Hypothesis Testing Homework
This homework covers some basic concepts of hypothesis testing from the lecture on 3/19. It will be due Monday April 3rd before our lecture! If you need to refer back to the content, here are the slides: https://docs.google.com/presentation/d/1eAmKZgilx7eXC9nSOi5FlHE4UYjLGZh5dkq6IGP9jRM/edit#slide=id.g20929d2de64_0_0
Question 1:
Paul is rolling a dice, and is not sure if it is a fair dice or not (in a fair dice, you have a 1/6th chance of rolling each number). He rolls it 12 times and rolls 1 10 of the times. He wants to determine if the dice is actually unfair and that there is a greater chance of rolling a 1 than other numbers or if this is due to random chance. What is a possible null and alternate hypothesis if Paul were to run a hypothesis test?
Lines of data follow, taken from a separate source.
PR #223, opened 2022-10-19
fix: `analyticsEnabled`  return value

Jennievon:


packages/wallet-core/src/store/getters.ts
```diff
@@ -378,7 +378,7 @@ export default {
   },
   analyticsEnabled(...context: GetterContext): boolean {
     const { state } = rootGetterContext(context);
-    if (state.analytics && state.analytics.acceptedDate != null) {
+    if (state.analytics && state.analytics.acceptedDate != null && state.analytics.acceptedDate > 0) {
       return true;
     }
     return false;
```
mpwanyi256: @Jennievon We could re factor lines 381 to 384 to `return !!(state.analytics && state.analytics.acceptedDate != null && state.analytics.acceptedDate > 0)`

It would always default to true or false

Jennievon: sure! this works

mpwanyi256 (approved):
@Jennievon CODE LGTM 🔥

koderholic (approved):

PR #230, opened 2022-10-25
fix: Solana address checker bug

koderholic:


packages/cryptoassets/src/chains/NonEvmChain.ts
```diff
@@ -15,7 +16,16 @@ export abstract class NonEvmChain extends EvmChain {
 
 export class SolanaChain extends NonEvmChain {
   public isValidAddress(address: string) {
-    return typeof address === 'string' && address.length >= 32 && address.length <= 44;
+    try {
+      const isValidLength = address.length >= 32 && address.length <= 44;
+      if (!address || !isValidLength) {
+        return false;
+      }
+      new PublicKey(address); // throws if address is invalid
```
mpwanyi256: @koderholic Great job, however, just for my own clarity, I was under the impression that to validate the address, we would use the the PublicKey constructor along with the `isOnCurve` method. Something like this;

```
const owner = new PublicKey("DS2tt4BX7YwCw7yrDNwbAdnYrxjeCPeGJbHmZEYC8RTb");
console.log(PublicKey.isOnCurve(owner.toBytes())); // true
console.log(PublicKey.isOnCurve(owner.toString())); // true
```

koderholic: @mpwanyi256 I thought that too. Stack overflow and personal experiment revealed that not all Solana addresses pass the isOnCurve check. Solana addresses(accounts) are of two types: Executable (Akin to smart contract address) and non-Executable.  Only non-executable addresses pass the isOnCurve check. However all addresses pass the conversion to public key using the PublicKey. So adding the isOnCurve check will ultimately limit our function to `isValidNonExecutableSolanaAddress` instead of more generally `isValidSolanaAddress`

mpwanyi256: @koderholic Makes sense. Thanks

mpwanyi256 (approved):
@koderholic CODE LGTM 🔥

koderholic:
@mpwanyi256 After you looked through, I made a tiny update to further simplify the function.

packages/cryptoassets/src/chains/NonEvmChain.ts
```diff
@@ -15,7 +15,16 @@ export abstract class NonEvmChain extends EvmChain {
...
 export class SolanaChain extends NonEvmChain {
   public isValidAddress(address: string) {
-    return typeof address === 'string' && address.length >= 32 && address.length <= 44;
+    try {
+      const PUBLIC_KEY_LENGTH = 32;
+
+      const publicKey = base58.decode(address);
+      if (publicKey.length !== PUBLIC_KEY_LENGTH) return false;
+
+      return true;
```
mpwanyi256: @koderholic We can just return `(publicKey.length === PUBLIC_KEY_LENGTH)`

koderholic: True! Thanks @mpwanyi256

PR #240, opened 2022-11-07
fix: resolve issue with transaction status not updating for send and swap

koderholic:
fix: issue with transaction status not updating properly
fix: add a source field to the error report object, to identify the source of the error

Reference ticket here:
https://linear.app/liquality/issue/COR-76/high-all-eth-transactions-are-displayed-as-failed-in-wallet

Hint: Usually, we use the variable p to write a null or alternate hypothesis test. For instance if our null hypothesis is that there is a 50% chance of flipping a coin and getting heads we would denote this as "p = 0.5" and if our alternate is that there is less than a 50% chance of getting heads we would denote this as "p < 0.50."
Question 2:
Manas and Suparna are playing a coin flip game and are keeping track of the number of heads and tails they get. Out of 10 flips, Manas gets only 2 tails. Manas says the coin is rigged and Suparna says this is due to random chance, so they decide to run a hypothesis test to settle this debate.
The following code goes through the hypothesis testing for this scenario, please do not change it since it is related to the question.
Now, calculate the p-value for the following test.
Hint 1: Our p-value should calculate the proportion of test statistics that are less than or equal to the proportion of tails we got in our observed test statistic.
Hint 2: np.count_nonzero counts the number of non-zero values in an array. Since we are passing in a boolean array into np.count_nonzero, this is supposed to calculate the number of test stats less than or equal to the observed stat.
Hint 3: Once we calculate the number of test stats less than or equal to the observed, we need to get the proportion of this out of all the simulations, so what would you divide this by?